Já na Universidade, fui muito influenciado pelo professor Basílio Horta que mudou a minha visão ao explicar-me que a política é apenas a escolha de um entre muitos caminhos e que passamos as nossas vidas a tomar decisões políticas. Na conversas que mantinha após as aulas com alguns alunos mais interessados, informalmente, entre um ou dois cigarros, ajudou-nos a desmistificar a ideia da política como algo que é nocivo e de puro interesse, mostrando-nos o seu lado mais nobre.
O que mais me atrai na política é a capacidade de poder melhorar a vida das pessoas. Há sorrisos que me enchem a alma.

3 - Qual a sua ideia e opinião de Francisco Sá Carneiro? Considera-o o líder carismático?
Sá Carneiro faleceu quando eu era muito jovem e não estava ainda desperto para a questão política. Consumo tudo o que me chega às mãos sobre a sua visão e a sua vida mas ainda assim nunca é suficiente. Está para mim como o Eusébio, como alguém excepcional, absolutamente fora de série, mas que não é do meu tempo. Conheço mais o mito do que a obra, se é que me consigo fazer explicar.
Como homem era uma figura carismática que cativava pela sua humildade e eloquência.
Acredito na sua direita, numa direita social, que compreende as desigualdades e luta diariamente para as esbater, para tornar o mundo mais justo e mais fraterno.
A sua morte trágica e ainda hoje inexplicável, acabou por influenciar enormemente o nascimento da lenda à sua volta.

4 - Considera que os resultados eleitorais para as europeias foram uma reacção dos portugueses à política do Eng.º Sócrates, nas palavras de Rui Rio, ou considera que foi sobretudo fruto do trabalho do candidato Paulo Rangel e de todo o PSD, mostrando-se inequivocamente como uma alternativa ao PS?
As eleições não se ganham, antes se perdem.
Quanto a esta questão das europeias, parece-me que devemos separar as águas. Considero que é precipitado tentar extrapolar daqui indicações para as autárquicas e legislativas que hão-de vir.
Em primeiro lugar, os valores da abstenção são aterradores e no meu entender, castigam as propostas dos candidatos que falharam por não terem conseguido explicar aos portugueses a importância do seu voto nestas eleições. A Europa está longe demais do nosso povo que pensa que tem mais que fazer do que andar metido nestas andanças.
Em segundo lugar, a extraordinária e surpreendente vitória do PSD não significa que em Outubro as tendências se mantenham. Cabe ao partido compreender o sentido desta votação e pensar rapidamente de que forma pode ganhar balanço e afirmar uma dinâmica vencedora. Há muito trabalho por fazer. Quando os milhões que agora se abstiveram forem votar para a sua câmara e para o governo do nosso país, as expressões de voto podem ser diferentes.
No entanto, há um dado que é inquestionável, os portugueses aproveitaram a ocasião para mostrarem um cartão laranja-avermelhado ao Eng.º Sócrates como forma de os castigarem sobretudo pela sua prepotência e arrogância.
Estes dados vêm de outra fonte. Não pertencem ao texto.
PR #2433, opened 2026-07-25
Make pip-sync honor src_files from the config file

### LINKED ISSUE #2187: Specifying `src_files` for `pip-sync` in `pyproject.toml` is ignored.

Sanjays2402:
Fixes #2187

`pip-compile` reads `src_files` out of the click context `default_map` when none are given on the command line, but `pip-sync` never did — so `[tool.pip-tools.sync] src_files` was silently ignored and `pip-sync` always fell back to `requirements.txt` (or exited 2 when it was absent). This applies the same lookup in `pip-sync`; CLI arguments still take precedence.

##### Contributor checklist

[`changelog.d/README.md`]:

##### Maintainer checklist

### DIFF
--- a/changelog.d/2187.bugfix.md
+++ b/changelog.d/2187.bugfix.md
@@ -1,0 +1,1 @@
+Made `pip-sync` respect `src_files` set in the config file, matching `pip-compile` -- by {user}`Sanjays2402`.
--- a/piptools/scripts/sync.py
+++ b/piptools/scripts/sync.py
@@ -48,6 +48,7 @@ Examples:
 
 
 @click.command(name="pip-sync")
+@click.pass_context
 @options.help_option(epilog=SYNC_EPILOG)
 @options.version
 @options.ask
@@ -69,6 +70,7 @@ Examples:
 @options.config
 @options.no_config
 def cli(
+    ctx: click.Context,
     ask: bool,
     dry_run: bool,
     force: bool,
@@ -90,6 +92,12 @@ def cli(
 ) -> None:
     """Synchronize virtual environment with requirements.txt."""
     log.verbosity = verbose - quiet
+
+    # If ``src_files`` was not provided as an input, but rather as config,
+    # it will be part of the click context ``ctx``.
+    # However, if ``src_files`` is specified, then we want to use that.
+    if not src_files and ctx.default_map and "src_files" in ctx.default_map:
+        src_files = tuple(ctx.default_map["src_files"])
 
     if not src_files:
         if os.path.exists(DEFAULT_REQUIREMENTS_FILE):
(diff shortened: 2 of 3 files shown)


sirosen:
I'm not clear on whether or not this is desirable behavior.

`src_files` has a different meaning between `pip-compile` and `pip-sync`. This behavior would result, I think, in loading `src_files` if specified in, for example, this config:
```toml
[tool.pip-tools]
src-files = ["pyproject.toml"]
```

Such a config is very clearly meant for `pip-compile`, not `pip-sync`, and loading it in this context is wrong. We may need more sophisticated config loading before the cited issue can be resolved.

sirosen:
I've noted in the originating issue exactly what is wrong here.

Sanjays2402:
You are right, and the shared-table case you called out would genuinely have been wrong with my first pass: `[tool.pip-tools] src-files = ["pyproject.toml"]` is compile config, and pip-sync had no business reading it.

Reworked to your spec: the lookup is now narrowed in `parse_config_file`, which drops `src_files` from the shared `[tool.pip-tools]` table when resolving config for `pip-sync`, so the value can only come from `[tool.pip-tools.sync]`. `pip-compile` is untouched and still reads it from either.

Tests cover both directions: `test_src_files_from_shared_config_section_is_ignored` is the negative case (top-level `src-files = ["pyproject.toml"]` is not picked up, sync falls back to `requirements.txt`), and it fails on the previous revision of this branch. The existing tests still assert `[tool.pip-tools.sync]` is honored and that CLI args win over config.

Also rewrapped the changelog fragment — pymarkdown was failing it on the 80 column line-length rule.

PR #2435, opened 2026-07-29
fix(compile): skip non-regular files in _determine_linesep (#2232)

### LINKED ISSUE #2232: [regression][6.10.0] `pip-compile` hangs on named pipes as input due to double-read

Mukller:
## Summary

Fixes #2232.

`pip-compile` hangs indefinitely when a named pipe (FIFO) is used as an input file and the output is written to stdout (`-o-` or `-`).

## Root Cause

`_determine_linesep()` with `strategy="preserve"` (the default) loops over output filenames to detect existing line endings by calling `open(fname, "rb").read()`. For regular files this is fine. For named pipes, `open()` succeeds — a FIFO is openable — but `.read()` then **blocks indefinitely** because the pipe was already fully consumed during the initial parse step and there is no new writer:

```
Step 1: pip-compile reads from named-pipe (FIFO) → pipe drained, EOF reached
Step 2: dependency resolution completes
Step 3: _determine_linesep() opens named-pipe again → blocks on .read() forever
```

The regression was introduced in #1652 (v6.10.0).

## Fix

Guard the `open()` with `Path(fname).is_file()`, which returns `True` only for regular files — `False` for FIFOs, sockets, directories, and non-existent paths. `Path` is already imported in `compile.py`.

```diff
 if strategy == "preserve":
     for fname in filenames:
         try:
+            if not Path(fname).is_file():
+                continue
             with open(fname, "rb") as existing_file:
                 existing_text = existing_file.read()
-        except FileNotFoundError:
+        except OSError:
             continue
```

The exception is also broadened from `FileNotFoundError` to `OSError` to handle permission errors, broken symlinks, and other IO failures that could occur despite the `is_file()` pre-check.

## Test Plan

- [ ] `mkfifo named-pipe && echo 'requests' > named-pipe &; pip-compile -o- named-pipe` — no longer hangs
- [ ] Existing tests for `_determine_linesep()` pass
- [ ] `pip-compile requirements.in` (regular file) — unchanged behaviour

### DIFF
--- a/piptools/scripts/compile.py
+++ b/piptools/scripts/compile.py
@@ -56,9 +56,11 @@ def _determine_linesep(
     if strategy == "preserve":
         for fname in filenames:
             try:
+                if not Path(fname).is_file():
+                    continue
                 with open(fname, "rb") as existing_file:
                     existing_text = existing_file.read()
-            except FileNotFoundError:
+            except OSError:
                 continue
             if b"\r\n" in existing_text:
                 strategy = "CRLF"


Mukller (commented):
## Code Review

### Bug Trace

```
# User runs: mkfifo named-pipe
#            pip-compile -o- ./named-pipe
#            echo 'requests' > named-pipe  (in another shell)

# compile.py step 1 — parse:
# open('./named-pipe') → reads 'requests\n' → pipe now empty/EOF

# compile.py step 2 — resolve:
# ...dependency resolution completes...

# compile.py step 3 — write:
# _determine_linesep(filenames=('-', './named-pipe'))
#   fname='-'  → FileNotFoundError (no file named '-')  → continue
#   fname='./named-pipe' → open('./named-pipe', 'rb') succeeds
#                        → .read() BLOCKS waiting for writer
#                        → pip-compile hangs indefinitely
```

### Fix Correctness

```python
if not Path(fname).is_file():
    continue
```

`Path.is_file()` returns `True` only for regular files:

| Path | `is_file()` | Handled by |
|---|---|---|
| Regular file (exists) | `True` | open + read |
| Regular file (missing) | `False` | `continue` |
| FIFO / named pipe | `False` | `continue` ← **the fix** |
| Socket | `False` | `continue` |
| Directory | `False` | `continue` |
| `-` (stdin string) | `False` | `continue` |

### Exception Broadening

`FileNotFoundError` → `OSError`: `is_file()` already handles the not-found case, so the only remaining exceptions would be OS-level errors (permission denied, broken symlink, NFS timeouts, etc.). `OSError` is the right base class here.

### Why `is_file()` and Not `stat.S_ISFIFO()`?

`Path.is_file()` is the correct positive check: it returns `True` only for regular files and implicitly rejects all non-regular special files (FIFOs, sockets, block devices, character devices) as well as non-existent paths. Negating a specific `S_ISFIFO()` check would still allow sockets and other blocking special files through.

### Scope

- 2 lines added inside `_determine_linesep()`, no other changes.
- No new imports needed (`Path` already imported at line 8).
- Behaviour for regular files and missing files is unchanged.

PR #2441, opened 2026-07-31
docs: document shell completion for pip-compile and pip-sync

### LINKED ISSUE #1702: [advice] pip-{compile,sync} have completions, why not add some document about it to README.md?

Abhi-DevHub:
Closes #1702

Adds a \Shell completion\ section to the README explaining how to enable shell completion for \pip-compile\ and \pip-sync\ using Click's completion mechanism.


sirosen:
I've added a note to the originating issue about why I do not want us to accept this kind of change at present.

If you review the history of PRs for this same issue, you will see that there have been several attempts to do this. Some provide better detail than what is suggested here. But the underlying blocker remains: we shouldn't keep putting more info into the project readme.

PR #117, opened 2020-07-14
Emit stash size information into stats.json

### LINKED ISSUE #109: Emit stash size information into stats.json
Stats.json provides useful information about the MLBF, but not about the stash.

jcjones:
Fixes #109 by logging the filesize of the stash and the count of participating revokers into the `stats.json`


jcjones:
In `dev` as 6c162ba.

Parece-me que a crítica vai mais pela forma do que pelo conteúdo. Veremos qual será o desfecho.

5 - Acha que a liderança da Dr.ª Manuela Ferreira Leite saiu reforçada?
Sem qualquer margem de dúvida. A Dr.ª Ferreira Leite foi uma das grandes vencedoras deste processo eleitoral. Assumiu a responsabilidade da escolha do Dr. Rangel e revelou-se uma aposta ganha. O PSD ganhou um nome emergente que para além de ser um brilhante académico mostrou ter garra e valor para ir muito mais longe.

6 - E o PSD?
Desde a trágica saída do Dr. Durão Barroso que trocou o voto de confiança dos portugueses pelo seu futuro dourado europeu, que o PSD se perdeu para nunca mais se encontrar. Depois da dramática prestação governativa de Pedro Santana Lopes e da trágica liderança de Luís Filipe Menezes, o partido bateu no fundo. Precisava de uma imagem que lhe conferisse estabilidade e lhe devolvesse a credibilidade aos olhos dos portugueses. Foi por isso que apoiei a candidatura à liderança da Dr.ª Ferreira Leite, porque me pareceu a mais adequada para a vida de então do partido. A recuperação tem sido lenta e conquistada a pulso. Esta vitória, a primeira em eleições do género, é um bálsamo revigorante que pode trazer o partido de volta em toda a sua força.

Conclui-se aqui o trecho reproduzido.